Thank you so much,i will print this tomorrow,i sell ugg buttons on Ebay,so now i will be able to knit them and use my buttons at last


----------



## nanasharon (Nov 6, 2012)

Thanks for the pattern


----------



## Browniemom (Sep 24, 2012)

These are adorable! Would make a different and very nice baby gift.
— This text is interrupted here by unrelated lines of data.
PR #59, opened 2021-09-19
Add `infection/infection` to CI runs, when `infection.json(.dist)` exists

### LINKED ISSUE #3: Include infection and roave/infection-static-analysis-plugin to matrix
### Feature Request

|    Q        |   A
|------------ | ------
| New Feature | yes
| RFC         | no
| BC Break    | no

#### Summary

As discussed in https://github.com/laminas/automatic-releases/pull/118, we want to include `infection` and `roave/infection-static-analysis-plugin` to matrix here - so that we can also make automatic-releases use our brand new CI matrix process.

The only thing we need to verify is when to add the `infection`, or `roave/infection-static-analysis-plugin`, or both to the build matrix.

Ocramius:
|    Q          |   A
|-------------- | ------
| Documentation | no
| Bugfix        | no
| BC Break      | no
| New Feature   | yes
| RFC           | no
| QA            | no

### Description

Fixes #3

Adds `vendor/bin/infection` to executed CI pipeline matrix, when `infection.json` or `infection.json.dist` exist.

~~Note: I've not yet included `roave/infection-static-analysis-plugin`, which requires checking `composer.json` or `vendor/bin/roave-infection-static-analysis-plugin` (probably the former, since `composer install` happens inside the job, and not in the matrix)~~

I'm quite uncomfortable with this tooling not having tests/QA on its own, so I don't have a valid way to verify if my code does what it should do :thinking:

### DIFF
--- a/src/create-jobs.js
+++ b/src/create-jobs.js
@@ -6,6 +6,7 @@ import { Config } from './config.js';
 import { Job } from './job.js';
 import create_additional_jobs from './additional-checks.js';
 import validateAndNormalizeChecks from './validate-and-normalize-checks-from-config.js';
+import parseJsonFile from "./json.js";
 
 /**
  * @param {String} filename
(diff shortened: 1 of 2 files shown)


src/create-jobs.js
```diff
@@ -157,6 +157,48 @@ function checks (config) {
                 return createQaJobs('./vendor/bin/phpbench run --revs=2 --iterations=2 --report=aggregate', config);
             }
         ),
+        new Check(
+            config.code_checks,
+            [
+                function () {
+                    const composerFile = JSON.parse(fs.readFileSync('composer.json'));
```
boesing: I would prefer having this added to the first line of the `check` function so it can be reused in both `infection` and `roave-infection-static-analysis-plugin` check

boesing (changes requested):

boesing:
> I'm quite uncomfortable with this tooling not having tests/QA on its own, so I don't have a valid way to verify if my code does what it should do 🤔

Usually, I do add `composer.json` to the root directory of this component containing those things you want to verify and then execute `node index.js`.

This will output the JSON and you can verify if it works as intended.

src/create-jobs.js
```diff
@@ -157,6 +157,48 @@ function checks (config) {
...
+            }
+        ),
+        new Check(
+            config.code_checks,
+            [
+                function () {
+                    const composerFile = JSON.parse(fs.readFileSync('composer.json'));
+
+                    return composerFile.hasOwnProperty('require-dev') &&
+                        composerFile['require-dev'].hasOwnProperty('roave/infection-static-analysis-plugin');
```
boesing: so does this plugin won't need the `infection.json`?

boesing (changes requested):

src/create-jobs.js
Ocramius: It does, but a better/simpler check is just to see if the dependency is there

boesing: maybe checking both as for infection? you could check in infection and just swap the commands. So we end up having one new check rather than two which are mutually exclusive?

boesing:
@Ocramius I think I will start working on this on sunday as I want to kick out 1.11.0 as there are plenty of features I've added in the past weeks.

If you want to dive into this by yourself, just hit me up.

boesing:
@Ocramius would you mind double-checking the recent changes? If this suits your needs, I'd love to merge this PR

boesing:
Okay, I'll summarize my changes:

I've moved the `roave/infection-static-analysis-plugin` into the same check which also verifies the existence of `infection.json` or `infection.json.dist`.

The rationale for this is that infection cannot work without these files and thus, we can merge the initially created checks (one for both) into one check.
image

So in the end, we still fulfill the initial requirements (preferring the roave plugin over infection itself in case it is installed).

Ocramius:
@boesing interestingly, all my CI actions failed today :D 

Reason: xdebug or pcov missing.

What's the best way to handle that, in your opinion? Should a `require-dev` addition be added? Should the CI setup install pcov when running infection?

boesing:
As mentioned in slack: adding `xdebug` or `pcov` to `require-dev` or `.laminas-ci.json` would be fine.
But it seems that its fine to execute with `phpdbg` as you pointed out in #70 👍🏼

Ocramius:
I mostly preferred going with phpdbg because it is developed **together** with the PHP engine. Means 8.2 will have phpdbg out of the box :) 

XDebug and pcov are fine, but there's always some wait time in between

Thank you!


----------



## Pamela Robbins (Nov 9, 2012)

I would like to thankyou for the ugg boot pattern, Trisha.


----------



## drayke (Jul 19, 2011)

These look fab thanks


----------



## normajean (Feb 4, 2011)

Thank you immensely!
So cute.
Warm hugs,
norma jeanm


----------



## Metaphor Yarns (Jul 4, 2012)

I would love a link to the DIY Network pattern for the bigger sizes - I wasn't able to find it on their site. (They were convinced I really wanted to search for "eggs" - you gotta love computers).


----------



## drayke (Jul 19, 2011)

Let's Knit has some Ugg boots, this link might help
http://www.letsknit.co.uk/index.php/knitting_patterns/free_knitting_pattern/ozzie_piper_blake_booties/


----------



## Knitagain (Jul 24, 2012)

Thank you, Trisha2, just what I've been looking for!!


----------



## Metaphor Yarns (Jul 4, 2012)

Thank you These are perfect.


----------



## drivemetoknit (Aug 22, 2011)

I wish I cud see a picture of the finish item...


----------



## drayke (Jul 19, 2011)

If you click on the link I posted you will see a few pix of the finished boots


----------



## jeanpfaz (Apr 24, 2013)

Thanks so much! These will be perfect for my granddaughter-to-be, due in October!


----------